WHAT YOU HAVE TO DO
Report, as a bare number, how many lines in the data contain "problem".

RECORDS FOR THE TASK
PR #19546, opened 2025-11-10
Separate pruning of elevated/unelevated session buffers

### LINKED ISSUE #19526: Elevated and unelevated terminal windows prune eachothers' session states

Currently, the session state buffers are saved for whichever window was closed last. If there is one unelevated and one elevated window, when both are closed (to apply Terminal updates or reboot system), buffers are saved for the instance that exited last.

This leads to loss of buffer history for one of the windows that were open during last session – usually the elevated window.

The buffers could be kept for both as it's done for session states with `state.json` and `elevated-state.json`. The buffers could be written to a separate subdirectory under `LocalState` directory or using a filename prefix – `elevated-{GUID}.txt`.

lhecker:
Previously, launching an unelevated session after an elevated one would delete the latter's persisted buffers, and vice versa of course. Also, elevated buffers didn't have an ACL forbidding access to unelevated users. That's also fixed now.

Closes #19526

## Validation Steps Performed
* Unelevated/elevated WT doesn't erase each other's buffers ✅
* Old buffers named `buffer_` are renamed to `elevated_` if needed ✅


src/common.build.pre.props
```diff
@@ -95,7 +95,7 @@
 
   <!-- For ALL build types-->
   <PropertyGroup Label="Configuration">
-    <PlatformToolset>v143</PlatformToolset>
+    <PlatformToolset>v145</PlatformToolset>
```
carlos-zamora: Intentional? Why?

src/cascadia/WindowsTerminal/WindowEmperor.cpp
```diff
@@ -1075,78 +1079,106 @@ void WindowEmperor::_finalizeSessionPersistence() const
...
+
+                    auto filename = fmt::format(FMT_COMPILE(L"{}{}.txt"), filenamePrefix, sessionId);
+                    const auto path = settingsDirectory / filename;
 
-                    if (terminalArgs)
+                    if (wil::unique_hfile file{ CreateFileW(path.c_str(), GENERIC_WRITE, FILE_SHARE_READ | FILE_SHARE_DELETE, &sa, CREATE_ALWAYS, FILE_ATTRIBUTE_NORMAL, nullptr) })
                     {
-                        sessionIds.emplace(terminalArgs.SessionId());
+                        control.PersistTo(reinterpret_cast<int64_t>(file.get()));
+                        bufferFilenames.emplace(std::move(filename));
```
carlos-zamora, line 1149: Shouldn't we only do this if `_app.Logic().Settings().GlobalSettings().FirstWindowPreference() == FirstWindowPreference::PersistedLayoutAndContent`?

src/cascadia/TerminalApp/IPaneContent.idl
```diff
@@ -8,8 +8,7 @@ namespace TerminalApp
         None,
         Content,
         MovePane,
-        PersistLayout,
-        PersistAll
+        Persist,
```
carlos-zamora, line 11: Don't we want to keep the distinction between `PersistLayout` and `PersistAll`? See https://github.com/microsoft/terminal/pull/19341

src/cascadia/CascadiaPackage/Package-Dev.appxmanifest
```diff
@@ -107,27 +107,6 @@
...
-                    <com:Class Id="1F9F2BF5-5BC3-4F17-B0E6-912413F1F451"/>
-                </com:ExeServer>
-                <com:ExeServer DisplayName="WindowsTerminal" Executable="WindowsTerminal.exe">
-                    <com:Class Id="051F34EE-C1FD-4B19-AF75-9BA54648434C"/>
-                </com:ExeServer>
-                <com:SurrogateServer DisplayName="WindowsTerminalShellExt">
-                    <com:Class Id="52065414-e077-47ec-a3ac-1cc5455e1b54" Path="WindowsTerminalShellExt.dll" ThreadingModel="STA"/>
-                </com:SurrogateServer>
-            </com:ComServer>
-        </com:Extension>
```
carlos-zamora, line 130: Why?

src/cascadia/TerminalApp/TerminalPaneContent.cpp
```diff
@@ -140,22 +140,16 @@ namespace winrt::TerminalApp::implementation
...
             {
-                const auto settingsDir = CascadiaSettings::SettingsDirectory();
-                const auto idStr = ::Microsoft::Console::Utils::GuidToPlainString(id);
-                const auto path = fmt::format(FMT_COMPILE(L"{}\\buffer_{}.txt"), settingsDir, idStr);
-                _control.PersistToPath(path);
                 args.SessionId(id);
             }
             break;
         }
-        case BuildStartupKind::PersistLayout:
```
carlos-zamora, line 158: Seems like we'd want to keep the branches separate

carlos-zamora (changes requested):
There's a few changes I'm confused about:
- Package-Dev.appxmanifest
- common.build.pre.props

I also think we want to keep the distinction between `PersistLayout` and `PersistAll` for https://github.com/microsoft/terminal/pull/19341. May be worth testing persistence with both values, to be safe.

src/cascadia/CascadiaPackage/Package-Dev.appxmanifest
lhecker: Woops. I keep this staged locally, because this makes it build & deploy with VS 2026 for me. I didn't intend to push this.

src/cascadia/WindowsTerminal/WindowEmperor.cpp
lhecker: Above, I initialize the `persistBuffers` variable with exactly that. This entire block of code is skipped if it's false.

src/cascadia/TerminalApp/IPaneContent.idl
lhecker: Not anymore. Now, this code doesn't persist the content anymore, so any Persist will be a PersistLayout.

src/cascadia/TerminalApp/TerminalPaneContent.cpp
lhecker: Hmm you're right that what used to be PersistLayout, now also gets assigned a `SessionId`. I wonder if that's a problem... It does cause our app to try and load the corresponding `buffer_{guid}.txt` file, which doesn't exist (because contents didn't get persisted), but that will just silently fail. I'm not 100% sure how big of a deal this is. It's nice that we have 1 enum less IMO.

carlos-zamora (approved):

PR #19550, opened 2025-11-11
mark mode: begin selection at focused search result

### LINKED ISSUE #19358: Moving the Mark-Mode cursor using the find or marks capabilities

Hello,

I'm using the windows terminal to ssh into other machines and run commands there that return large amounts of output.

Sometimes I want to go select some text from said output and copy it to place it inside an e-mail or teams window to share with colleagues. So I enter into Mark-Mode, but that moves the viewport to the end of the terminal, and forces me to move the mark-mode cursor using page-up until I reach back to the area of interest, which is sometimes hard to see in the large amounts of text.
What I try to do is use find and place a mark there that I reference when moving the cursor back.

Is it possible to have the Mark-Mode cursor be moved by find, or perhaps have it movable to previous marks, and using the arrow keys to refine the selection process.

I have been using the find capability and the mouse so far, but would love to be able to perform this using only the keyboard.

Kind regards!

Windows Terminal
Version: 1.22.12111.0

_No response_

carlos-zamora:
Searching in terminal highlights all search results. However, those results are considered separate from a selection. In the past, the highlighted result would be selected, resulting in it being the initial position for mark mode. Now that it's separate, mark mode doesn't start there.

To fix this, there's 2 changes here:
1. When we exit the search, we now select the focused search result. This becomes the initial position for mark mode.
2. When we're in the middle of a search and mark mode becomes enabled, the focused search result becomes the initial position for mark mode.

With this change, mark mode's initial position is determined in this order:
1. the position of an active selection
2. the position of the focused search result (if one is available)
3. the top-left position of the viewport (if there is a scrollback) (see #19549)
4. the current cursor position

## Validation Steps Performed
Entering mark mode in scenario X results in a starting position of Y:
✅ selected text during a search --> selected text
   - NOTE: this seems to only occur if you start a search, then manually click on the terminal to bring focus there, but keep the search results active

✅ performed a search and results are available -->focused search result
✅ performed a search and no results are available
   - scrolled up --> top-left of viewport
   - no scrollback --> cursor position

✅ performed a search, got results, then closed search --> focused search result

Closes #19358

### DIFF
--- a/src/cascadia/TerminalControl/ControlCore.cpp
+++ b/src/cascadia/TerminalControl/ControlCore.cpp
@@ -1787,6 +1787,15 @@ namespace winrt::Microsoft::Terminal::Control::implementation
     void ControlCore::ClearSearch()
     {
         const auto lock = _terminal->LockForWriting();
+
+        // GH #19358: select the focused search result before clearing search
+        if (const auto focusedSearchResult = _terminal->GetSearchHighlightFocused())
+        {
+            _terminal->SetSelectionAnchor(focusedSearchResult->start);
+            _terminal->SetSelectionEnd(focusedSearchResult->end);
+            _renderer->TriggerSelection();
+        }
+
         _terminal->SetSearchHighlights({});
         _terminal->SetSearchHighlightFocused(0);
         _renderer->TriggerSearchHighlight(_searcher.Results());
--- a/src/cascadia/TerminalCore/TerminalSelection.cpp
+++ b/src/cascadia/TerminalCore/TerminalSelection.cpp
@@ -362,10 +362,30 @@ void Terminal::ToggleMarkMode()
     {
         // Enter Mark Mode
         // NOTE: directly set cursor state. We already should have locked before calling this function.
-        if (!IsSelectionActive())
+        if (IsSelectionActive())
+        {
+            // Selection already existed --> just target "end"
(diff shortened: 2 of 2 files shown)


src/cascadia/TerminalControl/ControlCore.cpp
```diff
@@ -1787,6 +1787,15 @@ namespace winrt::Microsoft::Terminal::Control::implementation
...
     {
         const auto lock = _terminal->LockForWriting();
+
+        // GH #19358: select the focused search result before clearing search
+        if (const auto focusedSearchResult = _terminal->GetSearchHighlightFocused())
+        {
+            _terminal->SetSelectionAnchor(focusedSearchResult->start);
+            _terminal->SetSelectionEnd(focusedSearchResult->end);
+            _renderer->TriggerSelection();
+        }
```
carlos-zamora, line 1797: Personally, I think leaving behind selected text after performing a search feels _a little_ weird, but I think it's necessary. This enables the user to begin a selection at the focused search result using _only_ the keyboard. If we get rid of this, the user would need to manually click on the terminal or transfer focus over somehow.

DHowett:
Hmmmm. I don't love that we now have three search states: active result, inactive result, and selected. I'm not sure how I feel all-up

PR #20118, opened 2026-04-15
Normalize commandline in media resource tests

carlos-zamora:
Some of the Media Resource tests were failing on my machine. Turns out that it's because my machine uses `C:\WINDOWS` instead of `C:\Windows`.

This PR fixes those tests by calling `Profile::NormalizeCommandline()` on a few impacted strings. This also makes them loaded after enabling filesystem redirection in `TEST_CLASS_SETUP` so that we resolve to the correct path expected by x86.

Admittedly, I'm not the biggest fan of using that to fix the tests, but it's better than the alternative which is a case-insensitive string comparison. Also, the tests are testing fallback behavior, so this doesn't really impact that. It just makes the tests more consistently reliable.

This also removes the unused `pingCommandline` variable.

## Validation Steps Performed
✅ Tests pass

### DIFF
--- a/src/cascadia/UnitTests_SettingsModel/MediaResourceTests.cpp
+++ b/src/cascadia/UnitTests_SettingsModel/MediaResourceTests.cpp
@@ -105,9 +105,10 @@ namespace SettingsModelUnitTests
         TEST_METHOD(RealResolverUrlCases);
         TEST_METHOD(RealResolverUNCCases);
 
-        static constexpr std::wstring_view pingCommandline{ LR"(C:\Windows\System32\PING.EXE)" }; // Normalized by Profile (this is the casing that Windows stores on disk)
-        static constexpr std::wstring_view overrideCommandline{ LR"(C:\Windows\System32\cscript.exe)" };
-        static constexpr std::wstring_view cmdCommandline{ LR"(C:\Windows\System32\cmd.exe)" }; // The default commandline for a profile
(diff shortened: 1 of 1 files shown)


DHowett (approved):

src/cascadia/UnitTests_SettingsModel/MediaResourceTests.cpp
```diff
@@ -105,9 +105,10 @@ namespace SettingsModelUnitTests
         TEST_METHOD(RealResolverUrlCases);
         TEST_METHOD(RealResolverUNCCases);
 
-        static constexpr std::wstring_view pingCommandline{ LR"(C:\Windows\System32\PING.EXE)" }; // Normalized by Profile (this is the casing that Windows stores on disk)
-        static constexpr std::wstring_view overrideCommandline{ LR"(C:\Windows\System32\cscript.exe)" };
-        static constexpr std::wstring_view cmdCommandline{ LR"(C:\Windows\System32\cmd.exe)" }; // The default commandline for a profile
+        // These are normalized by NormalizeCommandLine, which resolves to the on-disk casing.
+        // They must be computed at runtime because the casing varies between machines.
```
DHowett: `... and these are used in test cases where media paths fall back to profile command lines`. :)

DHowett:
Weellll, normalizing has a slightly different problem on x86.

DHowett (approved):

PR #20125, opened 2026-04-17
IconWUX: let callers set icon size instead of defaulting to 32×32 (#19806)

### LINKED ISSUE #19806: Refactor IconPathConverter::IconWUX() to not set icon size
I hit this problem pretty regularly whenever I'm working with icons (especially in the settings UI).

ANSWER FOR THE TASK
3